**ACTIVITY**
Would you write out the entries below, every one of them, exactly?

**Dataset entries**
--- START ---
PR #282, opened 2022-04-05
[hud] revert naming change

suo:
During the transition to the consolidated workflow setup, we mapped, e.g. `pull / mytest` to `mytest` so that naming would be consistent across the transition. Now that we are fully migrated over, revert to reporting workflow and name normally.


suo:
I also updated our grouping rules

malfet (approved):

PR #286, opened 2022-04-06
proof of concept: adding metrics to HUD

suo:
This re-implements the front page of metrics.pytorch.org directly in the HUD.

Why?
- We can commit the Rockset queries and version control them along with the dashboard, like we do in the HUD (this PR does not do this yet).
- Counterintuitively, I found it easier to build this than slog through the Grafana UI to do what I want. We are generally better at writing code than dragging and dropping UI things.
- Don't have to maintain Grafana, which requires some attention (cert renewals, w/e).
- Ultimately more flexible. For example, Grafana does not support stacked bar charts.

Check it out: https://torchci-git-metrics-torchci.vercel.app/metrics


atalman (approved):
Looks Great!

zengk95 (approved):
LGTM!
--- END ---
**ANSWER TO THIS EXERCISE**
PR #282, opened 2022-04-05
[hud] revert naming change

suo:
During the transition to the consolidated workflow setup, we mapped, e.g. `pull / mytest` to `mytest` so that naming would be consistent across the transition. Now that we are fully migrated over, revert to reporting workflow and name normally.


suo:
I also updated our grouping rules

malfet (approved):

PR #286, opened 2022-04-06
proof of concept: adding metrics to HUD

suo:
This re-implements the front page of metrics.pytorch.org directly in the HUD.

Why?
- We can commit the Rockset queries and version control them along with the dashboard, like we do in the HUD (this PR does not do this yet).
- Counterintuitively, I found it easier to build this than slog through the Grafana UI to do what I want. We are generally better at writing code than dragging and dropping UI things.
- Don't have to maintain Grafana, which requires some attention (cert renewals, w/e).
- Ultimately more flexible. For example, Grafana does not support stacked bar charts.

Check it out: https://torchci-git-metrics-torchci.vercel.app/metrics


atalman (approved):
Looks Great!

zengk95 (approved):
LGTM!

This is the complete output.